Imperial, Michigan, Lisbon: Tabletop synchrotron light source

27 Oct 2010 | News

Researchers from Imperial College London, the University of Michigan and Instituto Superior Téchnico Lisbon have described a tabletop instrument that produces synchrotron X-rays whose energy and quality rivals that produced by some of the largest X-ray facilities in the world.

While the development and use of high-energy light sources to probe the details of a wide range of materials for research and commercial purposes is a rapidly growing area of science and engineering, high power, high quality X-ray sources are typically very large and very expensive. To take one example, the Diamond Light Source synchrotron facility in the UK, has a circumference of 500 metres and cost £263 million to build.

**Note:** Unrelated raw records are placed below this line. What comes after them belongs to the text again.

PR #5706, opened 2024-01-08
Remove hex-text workaround

michaelpj:


michaelpj:
Ah, it hasn't quite hit hackage.nix yet?

PR #5708, opened 2024-01-09
Remove `GovernanceActionId` from the `Voting` script purpose

zliu41:
It is not needed because the script for a given voter will be run only once for all votes.


WhatisRT (approved):

lehins (approved):
:+1:

PR #5712, opened 2024-01-11
Update the `Certifying` and `Proposing` script purposes

### LINKED ISSUE #5709: One more change is needed for ScriptPurpose

@zliu41 Sorry for not catching this earlier. Instead of an `Integer` here we need to specify `ProposalProcedure`
https://github.com/IntersectMBO/plutus/blob/5e95bc2db868e7592ae39c0ea95b9cc1b0f9337c/plutus-ledger-api/src/PlutusLedgerApi/V3/Contexts.hs#L328

_No response_

zliu41:
Their arguments now consist of both an integer index and the actual argument (`TxCert` and `ProposalProcedure`). Closes #5709


lehins (approved):
Perfect

michaelpj:
Given the long discussion on the other thread, I feel like we should have a Note here about the decision.

WhatisRT (approved):

zliu41:
> I feel like we should have a Note here about the decision.

Good point. Will add the note in another PR.

PR #5715, opened 2024-01-12
Add benchmarks for Agda CEK machine

kwxm:
Don't look here yet.  I'm just checking that I haven't messed anything up ...

PR #5725, opened 2024-01-17
Benchmarks for the Agda CEK machine (PLT-9187)

kwxm:
This adds benchmarks `validation-agda-cek`, `marlowe-agda-cek`, and `nofib-agda-cek` which benchmark the performance of the Agda CEK machine with our standard benchmarks.   Mostly it's just a bit of refactoring to let the basic benchmark runners take an evaluator as a parameter.  It might also be worth adding benchmarks for evaluation using the Agda version of the contextual semantics, but that might require a bit of work in the Agda code, so let's look at that in another ticket.

There was a slight danger that the refactoring might have affected the time required to run the existing benchmarks. I checked this in #5715 and that didn't seem to be the case, although the benchmarking machine appears to be a bit inconsistent.


kwxm:
Here are the results of the benchmarks.
[validation.txt](https://github.com/IntersectMBO/plutus/files/13960074/validation.txt)
[marlowe.txt](https://github.com/IntersectMBO/plutus/files/13960075/marlowe.txt)
[nofib.txt](https://github.com/IntersectMBO/plutus/files/13960076/nofib.txt)

plutus-benchmark/nofib/bench/BenchPlc.hs
kwxm, line 1: Renamed to BenchCek.hs for consistency with other benchmarks.

michaelpj (approved):

PR #5728, opened 2024-01-17
[Builtins] Expose 'BuiltinResult'

effectfully:
This renames `MakeKnownM` to `BuiltinResult`, exposes it to the user and updates a bunch of crypto primitives to use it instead of `Emitter (EvaluationResult Smth)`. The latter was very error-prone: an `EvaluationFailure` is supposed to terminate evaluation, but not when it's wrapper in `Emitter`, meaning code like

```haskell
do
    guard condition
    rest
```

wouldn't terminate on `condition` being `False`, which could easily lead to a security issue if we weren't extra careful with the crypto builtins. This PR fixes the problem.

Plus `BuiltinResult` is designed do be fast, unlike `Emitter (EvaluationResult Smth)`, although the difference for our specific use cases is likely negligible.

I also had to move a bunch of stuff around, 'cause I was getting pretty annoying import cycle errors.

### DIFF
--- a/plutus-core/plutus-core/src/PlutusCore/Builtin/KnownType.hs
+++ b/plutus-core/plutus-core/src/PlutusCore/Builtin/KnownType.hs
@@ -16,15 +16,15 @@
 {-# LANGUAGE StrictData             #-}
 
 module PlutusCore.Builtin.KnownType
-    ( KnownTypeError
-    , throwKnownTypeErrorWithCause
+    ( BuiltinError
+    , throwBuiltinErrorWithCause
     , KnownBuiltinTypeIn
     , KnownBuiltinType
-    , MakeKnownM (..)
+    , BuiltinResult (..)
     , ReadKnownM
+    , MakeKnownIn (..)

The researchers have demonstrated that they can replicate much of what these huge machines do, but on a tabletop. Their micro-scale system uses a jet of helium gas and a high power laser to produce an ultrashort pencil-thin beam of high energy and spatially coherent X-rays.

“This is a very exciting development,” said Stefan Kneip, lead author on the study from the Department of Physics at Imperial. “We have taken the first steps to making it much easier and cheaper to produce very high energy, high quality X-rays. Extraordinarily, the inherent properties of our relatively simple system generates, in a few millimetres, a high quality X-ray beam that rivals beams produced from synchrotron sources that are hundreds of metres long. Although our technique will not now directly compete with the few large X-ray sources around the world, for some applications it will enable important measurements which have not been possible until now.”

The X-rays produced by the new system have an extremely short pulse length. They also originate from a small point in space, about 1 micron across, which results in a narrow X-ray beam that allows researchers to see fine details in their samples. These qualities are not readily available from other X-ray sources and so this system could increase access to, or create new opportunities in, advanced X-ray imaging. For example, ultra-short pulses allow researchers to measure atomic and molecular interactions that occur on the femtosecond timescale.

Zulfikar Najmudin, one of the researchers at Imperial, said, “We think a system like ours could have many uses. For example, it could eventually increase dramatically the resolution of medical imaging systems using high energy X-rays, as well as enable microscopic cracks in aircraft engines to be observed more easily. It could also be developed for specific scientific applications where the ultrashort pulse of these X-rays could be used by researchers to freeze motion on unprecedentedly short timescales.”

In a study published this week, the researchers describe for the first time the technical characteristics of the beam and present test images that demonstrate its performance.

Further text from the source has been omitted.